[[ Data shown open ]]
PR #718, opened 2026-07-29
lowering: member-path and literal-index match scrutinees narrow in arm bodies

egonSchiele:
## What

The follow-up recorded in the match-arm-narrowing spec: a member-path
scrutinee now narrows in arm bodies, the same way a bare variable does
since #715.

`narrowableScrutineeRef` also substitutes a **stable access path** — a
variable base with only plain property and literal-index hops, which is
exactly the path class flow narrowing keys on (Reference.chain, M2). So:

```agency
match(b.inner) {
  { tag: "a" } => onlyA(b.inner)   // b.inner: the selected variant
  ...
}
match(xs[0]) {
  { tag: "a" } => onlyA(xs[0])     // per-index, does not leak to xs[1]
  ...
}
```

Calls, method hops, computed indexes, slices, and optional hops keep the
evaluate-once temp: re-reading a call runs user code, a computed index
can hit a different element, and the narrowing store cannot key on any
of them — each is pinned.

Re-reading a property path is safe for the same reason the variable
substitution was: every substituted read (chain conditions + binder
reads) executes before any user statement in the arm body, and the
runner memoizes the chosen branch.

## Docs

docs/dev/typechecker/narrowing/README.md capability table catches up
with this and #715: the scrutinee row, the ===/!== alias note, matchYield
flow termination, and the match-exhaustiveness row that still said
"planned" for a feature the same document describes as shipped below.

## Testing

- New rows: single-hop, multi-hop, and literal-index scrutinees narrow;
  binder typing through a member-path scrutinee; computed-index and
  call scrutinees pinned as keeping the temp.
- Full unit suite: 9749 passed. Fixtures regenerated with no changes
  (no existing fixture matches on a member path). Full agency suite: CI.


packages/agency-lang/lib/lowering/patternLowering.ts
```diff
@@ -488,8 +488,9 @@ class PatternLowerer {
...
 
   /** The reference the per-arm conditions and binder reads test against: the
-   *  ORIGINAL variable for a bare-variable scrutinee, so narrowing lands on
-   *  the name the arm bodies reference; otherwise the `__scrutinee` temp.
+   *  ORIGINAL scrutinee expression when it is a stable reference — a bare
+   *  variable or a stable access path — so narrowing lands on the expression
+   *  the arm bodies reference; otherwise the `__scrutinee` temp.
    *  An arm body that rebinds the name cannot corrupt the substituted reads:
    *  they all run before any user statement (conditions precede the body,
    *  binder assignments are prepended to it — see `foldArms`) and the runner
```
egonSchiele: This justification does not hold once an arm has a guard: guards are user code, they are hoisted into the chain between the arm conditions, and a guard that mutates the path makes later arms test a value the snapshot never had. Verified end to end — a match whose first arm guard sets `b.inner` to the other variant returns `second-9` on this branch and `none` with the conditions pointed back at the temp.

Suggest rewording this to say what is actually guaranteed (no user code runs between a condition and its own binder reads) and calling the guard case out, plus a test pinning whichever dispatch semantics you want to keep.

packages/agency-lang/lib/lowering/patternLowering.ts
```diff
@@ -1591,6 +1595,25 @@ function cloneExpr<T extends Expression>(e: T): T {
...
 
+/** A path the narrowing store can key on and whose re-reads cannot diverge
+ *  from what the conditions tested: a variable base with only plain property
+ *  and literal-index hops (the same path class flow narrowing supports —
+ *  docs/dev/typechecker/narrowing). Calls and method hops could run user code
+ *  on every read, and a computed index could hit a different element, so those
+ *  keep the evaluate-once temp. Optional hops are excluded because the
+ *  narrowing store does not model them — substituting would re-read for no
+ *  narrowing gain. */
+function isStableAccessPath(access: ValueAccess): boolean {
```
egonSchiele, line 1622: Only numeric literal indexes qualify, so `obj["key"]` falls back to the temp even though it is just as stable. Fine as a conservative choice, but the comment (and the README row) say "literal-index", which reads as including string literals — worth saying numeric explicitly.

packages/agency-lang/lib/typeChecker/matchArmNarrowing.test.ts
```diff
@@ -269,18 +269,85 @@ node main() {}`);
...
     { tag: "a" } => onlyA(b.inner)
     _ => "y"
   }
 }
+node main() {}`);
+    expect(errs).toEqual([]);
+  });
+
+  it("a multi-hop member-path scrutinee narrows in arm bodies", () => {
+    const errs = hardErrors(`${SCRUT_HEAD}
```
egonSchiele, line 285: These are all typechecker rows, and the PR notes no fixture changed — so the codegen half of this change (conditions and binder reads now re-read the path) is pinned by nothing. Worth an execution test under `tests/agency/`, the way #715 added `match-scrutinee-shadow`: member-path scrutinee dispatch + a binder, a literal-index scrutinee, and `xs[0]` on an empty array still taking the `null` arm. All three behave correctly today (`__nn` survives on the substituted index reads); they just are not held in place.

egonSchiele (commented):
Nice follow-up, and I confirmed the #715 hole I flagged earlier is closed on this branch: an arm that reassigns a variable narrowed before the match now invalidates it, so the new README row describing that is accurate.

One real finding, plus a test-coverage gap.

**1. Substituting the path changes dispatch when an arm guard has side effects.**

The doc comment argues the substituted reads are safe because "they all run before any user statement". Arm guards are user statements, and they run *between* the chain's conditions. With a stable path the later arms re-read the mutated path instead of the snapshot, so the match picks a different arm than it did before this PR:

```agency
def flip(b: Box): boolean {
  b.inner = { tag: "b", n: 9 }
  return false
}

def pick(b: Box): string {
  return match(b.inner) {
    { tag: "a", s } if (flip(b)) => "first-${s}"
    { tag: "b", n }             => "second-${n}"
    _                           => "none"
  }
}
// pick({ inner: { tag: "a", s: "hi" } })
```

Ran it on this branch: `second-9`. Took the same generated file, pointed the conditions back at `__stack.locals.__scrutinee_5` (the pre-PR shape), ran it again: `none`. The generated code confirms why — the temp is assigned and never read, every condition re-reads `__stack.args.b.inner`, and the guard call is hoisted into `__hoist_0` between arm 1 and arm 2.

Strictly this hazard arrived with #715 (a guard that reassigns the scrutinee *variable* does the same thing), but member paths make it easy to hit: mutating a field of a record you were handed is ordinary code, whereas reassigning the scrutinee name inside a guard is not. I do not think it has to block the PR — the case is exotic and arguably the guard deserves what it gets — but the justification in the comment should stop claiming no user code runs between the substituted reads, and it is worth pinning the chosen semantics with a test so the next person does not "fix" it back by accident.

Secondary effect of the same shape: the `__scrutinee` temp is now a dead assignment for every stable scrutinee. It still has to exist as an AST node (it carries `matchSource` for exhaustiveness), but it costs a runner step and a state slot per match at runtime. Worth a follow-up to skip emitting the step when nothing reads it.

**2. The codegen change has no execution test.**

The PR notes "fixtures regenerated with no changes (no existing fixture matches on a member path)", which means the generated-code half of this change is pinned by nothing — all the new rows are typechecker rows. #715 added `tests/agency/match-scrutinee-shadow` for exactly this reason. I would add one execution test covering a member-path scrutinee and a literal-index scrutinee: dispatch plus a binder, and the empty-array case, since `xs[0]` on an empty array has to keep matching the `null` arm. I checked all three by hand and they behave correctly (`__nn` is preserved on the substituted index reads) — they just are not pinned.

**Smaller notes**

- `isStableAccessPath` accepts only numeric literal indexes, so `obj["key"]` keeps the temp. That is a fine conservative call, but the comment and the README both say "literal-index", which reads as covering string literals. Say numeric.
- Aliasing through a call (`mutate(b)` inside an arm, then reading `b.inner`) does not invalidate the narrowing. That is pre-existing — the identical `if (b.inner.tag == "a")` shape has the same hole on main — so it is not this PR's problem, but the match form now inherits it.
- README changes read well; flipping the exhaustiveness row off "planned" was overdue.

egonSchiele:
All four comments addressed in 549ca39e2.

**Guards (your main finding — confirmed and fixed by falling back).** Reproduced your scenario exactly: the mutating first-arm guard returned `second-9` on the branch, `none` with the temp. Rather than reword the comment around a hole, I closed it: `narrowableScrutineeRef` now keeps the temp whenever **any arm has a guard** — with no guards, no user code can run between a condition evaluation and the last substituted read, so the substitution is observationally equivalent to the temp everywhere it still applies. Dispatch stays a one-time evaluation, uniformly. This also covers the same exposure for bare-variable scrutinees that #715 shipped (a guard reassigning `u`). The trade — guarded matches do not narrow their scrutinee in arm bodies — is pinned by two typecheck rows, and the mutating-guard scenario is pinned at runtime (expects `none`). The doc comment now states the actual guarantee and calls the guard case out.

**Literal-index rule (you + Copilot).** `isStableAccessPath` was quietly duplicating a rule that already has a single source — `toSegment` in `pathSegments.ts`, whose own comment says so. It now delegates to `chainToSegments`, which gets non-negative-integer-only for free (`xs[-1]`, `xs[1.5]` keep the temp) and can never drift from what narrowing actually keys on. Comment and README row now say "numeric" explicitly; `obj["key"]` stays temp-based as before.

**Execution coverage.** `tests/agency/match-path-scrutinee` pins the codegen half with four nodes: member-path dispatch + binder, literal-index dispatch, `xs[0]` on an empty array taking the wildcard arm (the `__nn` normalization on substituted index reads), and the guard-snapshot case above.

Full unit suite 9751 passed, lint clean, no fixture changes.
[[ Data shown closed ]]
→ **Exercise details**: Give the number of lines in the records that contain the string "through", and nothing besides.

→ **Task solution**: 2